Honey is obtained when these fluids are made more concentrated in honeycombs. Honey is flammable because it has high sugar content. When sugar is heated, it breaks down to form caramel, which is a flammable substance. Honey will catch fire if it is heated to a high enough temperature.

What Makes Honey Combustible?

Honey is more combustible than other sugars because of its high fructose content. Fructose is a simple sugar usually found in fruits and honey and is highly combustible. The combustibility of honey depends on the fructose content. Therefore, higher sugar content makes it more combustible.

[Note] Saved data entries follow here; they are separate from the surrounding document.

Issue #724, opened 2024-10-18
[Feature] [Connector] Apply subdomain focus based on the seed url


hmtbr:
### Search before asking

- [X] I searched the [issues](https://github.com/IBM/data-prep-lab/issues) and found no similar issues.

### Component

Other

### Feature

If the user provides https://research.example.com as a seed url for the data-prep-connector, there is a requirement that the user wants to automatically apply subdomain focus so we do not crawl other subdomains than research for the domain example.com.

The user may also provide multiple seed urls like
corporate.example.com
research.example.com

in which case we would like to crawl only two subdomains - corporate and research

### Are you willing to submit a PR?

- [X] Yes I am willing to submit a PR!

jo-in:
@hmtbr Can you also confirm the behavior when you specify a seed URL like https://arxiv.org/year/astro-ph/2024 ? Will it be able to download papers from https://arxiv.org/list/astro-ph/2024-01 (note that the path starts with `/path` and not `/year`) or only those URLs starting with the exact seed URL ?

hmtbr:
@jo-in Yes, it can download the urls with different paths as such unless you specify `path_focus=True` (defaults to `False`).

PR #725, opened 2024-10-18
implement subdomain focus feature in data-prep-connector

hmtbr:

If the user provides https://research.example.com/ as a seed url for the data-prep-connector, there is a requirement that the user wants to automatically apply subdomain focus so we do not crawl other subdomains than research for the domain example.com.

This PR implements the subdomain focus feature.

#724

### DIFF
--- a/data-connector-lib/src/dpk_connector/core/crawler.py
+++ b/data-connector-lib/src/dpk_connector/core/crawler.py
@@ -74,6 +74,7 @@ def async_crawl(
     user_agent: str = "",
     headers: dict[str, str] = {},
     allow_domains: Collection[str] = (),
+    subdomain_focus: bool = False,
     path_focus: bool = False,
     allow_mime_types: Collection[str] = (
         "application/pdf",
@@ -96,6 +97,7 @@ def async_crawl(
         user_agent (str): The user agent string to use for the crawler. Defaults to "Scrapy/VERSION (+https://scrapy.org)".
         headers (dict[str, str]): A dictionary of additional headers to send with each request. Default is an empty dictionary.
         allow_domains (Collection[str]): A collection of domains to restrict the crawler to. Default is the domains of the seed URLs.
+        subdomain_focus (bool): If specified, only links under the subdomains of the input seed URLs will be extracted. Ignored if `allow_domains` is specified.
         path_focus (bool): If specified, only links under the paths of the input seed URLs will be extracted.
         allow_mime_types (Collection[str]): A collection of MIME types to allow during the crawl. Default is a collection containing "application/pdf", "text/html", "text/markdown", and "text/plain".
         disallow_mime_types (Collection[str]): A collection of MIME types to disallow during the crawl. Default is an empty collection.
@@ -140,6 +142,7 @@ def async_crawl(
         seed_urls=seed_urls,
         callback=on_downloaded,
         allow_domains=allow_domains,
+        subdomain_focus=subdomain_focus,
         path_focus=path_focus,
         allow_mime_types=allow_mime_types,
         disallow_mime_types=disallow_mime_types,
@@ -155,6 +158,7 @@ def crawl(
     user_agent: str = "",
     headers: dict[str, str] = {},
     allow_domains: Collection[str] = (),
+    subdomain_focus: bool = False,
     path_focus: bool = False,
     allow_mime_types: Collection[str] = (
         "application/pdf",
@@ -177,6 +181,7 @@ def crawl(
         user_agent (str): The user agent string to use for the crawler. Defaults to "Scrapy/VERSION (+https://scrapy.org)".
         headers (dict[str, str]): A dictionary of additional headers to send with each request. Default is an empty dictionary.
         allow_domains (Collection[str]): A collection of domains to restrict the crawler to. Default is the domains of the seed URLs.
+        subdomain_focus (bool): If specified, only links under the subdomains of the input seed URLs will be extracted. Ignored if `allow_domains` is specified.
         path_focus (bool): If specified, only links under the paths of the input seed URLs will be extracted.
         allow_mime_types (Collection[str]): A collection of MIME types to allow during the crawl. Default is a collection containing "application/pdf", "text/html", "text/markdown", and "text/plain".
         disallow_mime_types (Collection[str]): A collection of MIME types to disallow during the crawl. Default is an empty collection.
@@ -198,6 +203,7 @@ def crawl(
         user_agent,
         headers,
         allow_domains,
+        subdomain_focus,
         path_focus,
         allow_mime_types,
         disallow_mime_types,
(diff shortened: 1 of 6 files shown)


matouma:
@qiragg Please confirm that you can see this PR and comment on it. You can also tag me once your you approve it. I am also soliciting input from the broader community on this one. I know we did it before in the first part of the year and I want to make sure we capture lessons learned from the previous implementation (what worked and what did not work).

data-connector-lib/src/dpk_connector/core/crawler.py
```diff
@@ -74,6 +74,7 @@ def async_crawl(
     user_agent: str = "",
     headers: dict[str, str] = {},
     allow_domains: Collection[str] = (),
+    subdomain_focus: bool = False,
```
matouma, line 77: Should the default be set to True? Its is very rare that we need to do a common crawl of the web and not be restricted/focused on a specific domain or a specific URL...

data-connector-lib/src/dpk_connector/core/spiders/sitemap.py
```diff
@@ -88,11 +90,15 @@ def __init__(
                     self.focus_paths.add(path)
 
         # Domains and mime types filtering
-        self.allowed_domains = set(
-            allow_domains
-            if len(allow_domains) > 0
-            else [get_etld1(url) for url in seed_urls]
```
matouma, line 94: Let's say the URL is : http://www.research.ibm.com and domain focus is set to true. Will this restrict to *.research.ibm.com or will it restrict to *.ibm.com ?

matouma (commented):
@hmtbr would be great if you can review my comments and let me know your thoughts on how this should work.

touma-I:
@qiragg @yuanchi2807 Please review and comment as you see fit. @qqirag it may help if you can elaborate further on the rated issue based on previous experience with similar functionality in bluecrawl

data-connector-lib/src/dpk_connector/core/crawler.py
hmtbr: If we set it true by default, the default behavior the crawler would change. We should not introduce any braking change except for major version updates.

data-connector-lib/src/dpk_connector/core/spiders/sitemap.py
hmtbr: Note that the parameter I introduced this time is "sub"domain_focus. The crawler focuses the input domain by default: the seed url: https://www.research.ibm.com/ -> the crawl will be restricted to *.ibm.com
If `subdomain_focus` is set to true, the crawl will be restricted to *.www.research.ibm.com.

yuanchi2807:
> @Qiragg @yuanchi2807 Please review and comment as you see fit. @qqirag it may help if you can elaborate further on the rated issue based on previous experience with similar functionality in bluecrawl

I am not knowledgable enough to crawling requirements to make a comment.

data-connector-lib/src/dpk_connector/core/spiders/sitemap.py
touma-I: Nice! Thanks for the clarification @hmtbr -san

data-connector-lib/src/dpk_connector/core/crawler.py
touma-I: ok. that makes sense. I have the feeling that for most of the RAG use cases we will be setting this to true.

Qiragg:
> @Qiragg @yuanchi2807 Please review and comment as you see fit. @qqirag it may help if you can elaborate further on the rated issue based on previous experience with similar functionality in bluecrawl

In bluecrawl, we do provide the ability to do subdomain_focus automatically based on the input seed url but we cannot focus on multiple subdomains per job. For crawling, it would make sense to be able to launch a single job that focuses on multiple subdomains which is what this feature would provide. This is a functionality that was missing in DPK-connector and is much needed for launching certain targeted crawls.

There are a couple of points to discuss here:
1. It is more intuitive to set the default subdomain_focus to be true but we will not do that here based we do not want to depart from the default crawler behavior in the earlier version.
2. We expect the user to not provide `ibm.com` and `research.ibm.com` as seed urls at the same time if they want subdomain_focus to be applied to on `research`. It is not clear if we should reject jobs which are improperly configured in such a way or allow the user to rectify their mistake. While this is obvious in this case; in rare cases, the user may want to apply path_focus and subdomain_focus at the same time by providing: `research.ibm.com/help/` and `ibm.com/support/` as seeds. In such a case, my understanding is that they will end up crawling both `ibm.com/help/` and `ibm.com/support/`.

Ideally, we only want to crawl `research.ibm.com/help/` and `ibm.com/support/` for such a user-defined case.

The PR looks good to me for now. I think if we get feedback regarding a different design choice that the user wants, we can think about it at that point.

touma-I:
@Qiragg Thanks for the analysis. Good stuff: Can you click on "Files Changed" then click on the green button "review changes" then check "approve" then click submit to indicate your approval. 
@hmtbr: 
1- what happens if we use the seed url : http://www.research.ibm.com/ and set path focus to true (i.e. path focus is for the Root  (i.e. / ), will that produce the same result as sub-domain focus ?
2- Also,  what if the user specifies the "unexpected" in the case that @Qiragg identified above (ie. 2 seeds URLs  ibm.com and research.ibm.com and subdomain focus set to true? Will the code default  to the least restrictive or the more restrictive case ?

touma-I (changes requested):
Need to update pyproject.toml to reflect 0.2.2.dev1. (This will be the work-in-progress tag until it is released to pypi)

hmtbr:
> 1- what happens if we use the seed url : http://www.research.ibm.com/ and set path focus to true (i.e. path focus is for the Root (i.e. / ), will that produce the same result as sub-domain focus ?

Currently there is no support for path focus with subdomain. It will produce pages from domain `*.ibm.com`.

> 2- Also, what if the user specifies the "unexpected" in the case that @Qiragg identified above (ie. 2 seeds URLs ibm.com and research.ibm.com and subdomain focus set to true? Will the code default to the least restrictive or the more restrictive case ?

It will produce pages from domain `*.ibm.com`.

Qiragg (approved):

touma-I:
> > 1- what happens if we use the seed url : http://www.research.ibm.com/ and set path focus to true (i.e. path focus is for the Root (i.e. / ), will that produce the same result as sub-domain focus ?
> 
> Currently there is no support for path focus with subdomain. It will produce pages from domain `*.ibm.com`.
> 

@hmtbr @Qiragg @shahrokhDaijavad is this a bug in the logic then that need to be fixed ? If the application specifies **www.ibm.com/docs** with **path focus** it should not receive anything from **research.ibm.com/docs** . No?

touma-I (approved):

hmtbr:
@touma-I Thanks for your approval. The cases don't produce intuitive results actually. I will address them in another issue and PR soon. This PR itself won't introduce any regression, so I merge this now to unblock our work.

touma-I:
> @touma-I Thanks for your approval. The cases don't produce intuitive results actually. I will address them in another issue and PR soon. This PR itself won't introduce any regression, so I merge this now to unblock our work.

Thanks @hmtbr Agree. Now that this has matured to this point, it is appropriate to consider usability by outsiders who are not intimately familiar with our internal processes. I do think that if path focus is done right, we won't need subdomain focus and It will be appropriate to do a second iteration. thanks again.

This is why older honey is more flammable because it loses its water content as it ages. And experts say that lighter kinds of honey have higher sugar content than darker honey.

Why Is Honey Flammable

What's The Flash Point Of Honey?

A substance's flash point is the lowest temperature the substance will attain and burn after contact with an ignition source and keep burning even after the source is removed. It measures the degree to which a substance will easily catch fire.

Substances with flash points under 100°F are considered flammable, but substances with flash points above 100°F are considered combustible. For example, the flash point of honey is between 200°F - 300°F (above 100°F); therefore, it's combustible.

Volatile substances like nail polish remover or hand sanitizer evaporate and burn faster. These volatile substances have flash points lower than 100°F. The difference is the temperature or conditions needed for these substances to catch fire, as most combustible liquids need the help of direct flame or higher temperatures. At the same time, you can't keep some flammable substances within 20 meters of an open flame.

How To Put Out A Honey Fire

Firstly, if you're working with flame and honey, especially if you're testing purity, here are a few things you should keep in mind. First, you should make sure the area around you is well-ventilated. Second, always have a fire extinguisher on hand, just in case.

If you mistakenly start a fire, ensure you put it out as quickly as possible, especially with store-bought honey. These packaged kinds of honey usually contain other combustible materials that reduce the honey's flash point and make it ignite at lower temperatures.

Due to the low moisture content of pure honey, it'll burn slowly and keep burning even when you think you've put it out. Ensure you use extinguishing agents like powder, dry chemicals, sand, chemical foam, or carbon dioxide to extinguish the fire. If the fire gets out of control, contact the fire department immediately.

How Often Can Honey Catch Fire?

Honey only catches fire occasionally. Honey is not volatile, so it doesn't vaporize at high temperatures quickly. This reduces the chances of it catching fire spontaneously or self-igniting. But, of course, this doesn't mean that you should go around setting fire to things covered in honey.

It's still combustible and should be treated with caution. If you're working with honey near open flames, take precautions and always have a fire extinguisher on hand, just in case.

How Flammable Is Honey

Safety Precautions For Handling Honey

Take these steps to ensure your safety as well as anyone else working with honey.

Store Your Honey Properly 

Keep your honey in closed containers, especially when not in use. Hiding honey from your kids is a little tricky, especially when they have a sweet tooth. Honey is harmless, but ensure you supervise its use to prevent dangerous experiments from your kids. 

Keep Your Honey Away From Open Flames Or Fire

Your honey won't auto-ignite, but it'll burn and keep burning with a dull flame that's hard to put out. To prevent accidents like this, keep your honey away from heat sources like acids, other combustible materials, open flames, and sparks. You could still use it for baking, though.

Don't Mix Your Honey 

Some honey has higher sugar content than others, and some have combustible materials. The combustibility of honey differs from manufacturer to manufacturer, so combining two different products might not change the taste or quality but produce more combustible honey. 

Final Thoughts

So, is honey flammable? The answer is no – it is combustible. But if you're looking for a way to set fire to something using honey, it won't be easy. Even if you manage to get the honey hot enough to catch fire, the flames will be brief and not very impressive.